Task goal: In the material below, find every line containing the string "TypeError" and return it.

Records to use:
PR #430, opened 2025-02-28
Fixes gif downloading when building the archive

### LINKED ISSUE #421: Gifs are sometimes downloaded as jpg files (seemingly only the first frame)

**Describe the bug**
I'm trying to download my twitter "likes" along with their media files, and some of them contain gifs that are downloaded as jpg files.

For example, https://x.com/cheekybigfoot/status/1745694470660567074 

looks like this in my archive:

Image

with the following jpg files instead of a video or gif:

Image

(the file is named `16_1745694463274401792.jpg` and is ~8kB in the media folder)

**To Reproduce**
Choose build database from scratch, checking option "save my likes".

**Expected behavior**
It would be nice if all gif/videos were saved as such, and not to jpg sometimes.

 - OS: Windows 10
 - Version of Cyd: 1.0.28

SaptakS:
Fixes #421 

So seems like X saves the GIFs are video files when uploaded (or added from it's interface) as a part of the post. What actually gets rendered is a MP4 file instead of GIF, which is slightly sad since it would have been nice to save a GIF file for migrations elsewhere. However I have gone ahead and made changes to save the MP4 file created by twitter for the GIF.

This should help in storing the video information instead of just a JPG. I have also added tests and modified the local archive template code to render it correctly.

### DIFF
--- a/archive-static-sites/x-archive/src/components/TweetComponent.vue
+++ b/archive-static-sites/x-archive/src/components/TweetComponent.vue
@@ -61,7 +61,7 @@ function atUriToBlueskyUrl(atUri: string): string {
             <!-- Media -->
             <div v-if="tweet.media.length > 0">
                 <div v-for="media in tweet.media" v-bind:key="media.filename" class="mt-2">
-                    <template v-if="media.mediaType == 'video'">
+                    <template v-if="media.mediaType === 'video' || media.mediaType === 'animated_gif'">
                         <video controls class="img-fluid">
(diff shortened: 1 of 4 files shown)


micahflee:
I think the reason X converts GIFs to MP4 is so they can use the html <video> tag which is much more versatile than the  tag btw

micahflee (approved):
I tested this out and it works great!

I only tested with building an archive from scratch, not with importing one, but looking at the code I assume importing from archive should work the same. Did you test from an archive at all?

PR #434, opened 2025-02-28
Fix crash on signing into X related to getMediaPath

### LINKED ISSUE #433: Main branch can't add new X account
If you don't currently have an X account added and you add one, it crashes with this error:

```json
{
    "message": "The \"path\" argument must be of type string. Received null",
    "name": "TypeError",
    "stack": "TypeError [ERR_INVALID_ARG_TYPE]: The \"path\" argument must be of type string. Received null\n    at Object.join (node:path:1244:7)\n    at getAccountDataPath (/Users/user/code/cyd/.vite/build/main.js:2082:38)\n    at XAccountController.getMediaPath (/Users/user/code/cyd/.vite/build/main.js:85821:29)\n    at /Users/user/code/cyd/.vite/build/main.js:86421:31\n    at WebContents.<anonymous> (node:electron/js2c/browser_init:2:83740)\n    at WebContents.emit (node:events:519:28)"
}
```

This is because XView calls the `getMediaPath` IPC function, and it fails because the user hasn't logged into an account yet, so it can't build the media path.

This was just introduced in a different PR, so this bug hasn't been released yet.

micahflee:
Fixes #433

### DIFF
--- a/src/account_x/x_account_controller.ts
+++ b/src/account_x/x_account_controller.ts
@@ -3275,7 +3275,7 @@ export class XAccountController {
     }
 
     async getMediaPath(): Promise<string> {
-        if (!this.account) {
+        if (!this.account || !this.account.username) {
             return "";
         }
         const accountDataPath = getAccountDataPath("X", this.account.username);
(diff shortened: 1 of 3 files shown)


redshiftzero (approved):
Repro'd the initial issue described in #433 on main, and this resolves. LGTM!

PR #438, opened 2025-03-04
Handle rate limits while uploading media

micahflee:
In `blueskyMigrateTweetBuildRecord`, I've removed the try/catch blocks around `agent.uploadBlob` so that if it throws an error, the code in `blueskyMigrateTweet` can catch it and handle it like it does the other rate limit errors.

Exercise output:
    "name": "TypeError",
    "stack": "TypeError [ERR_INVALID_ARG_TYPE]: The \"path\" argument must be of type string. Received null\n    at Object.join (node:path:1244:7)\n    at getAccountDataPath (/Users/user/code/cyd/.vite/build/main.js:2082:38)\n    at XAccountController.getMediaPath (/Users/user/code/cyd/.vite/build/main.js:85821:29)\n    at /Users/user/code/cyd/.vite/build/main.js:86421:31\n    at WebContents.<anonymous> (node:electron/js2c/browser_init:2:83740)\n    at WebContents.emit (node:events:519:28)"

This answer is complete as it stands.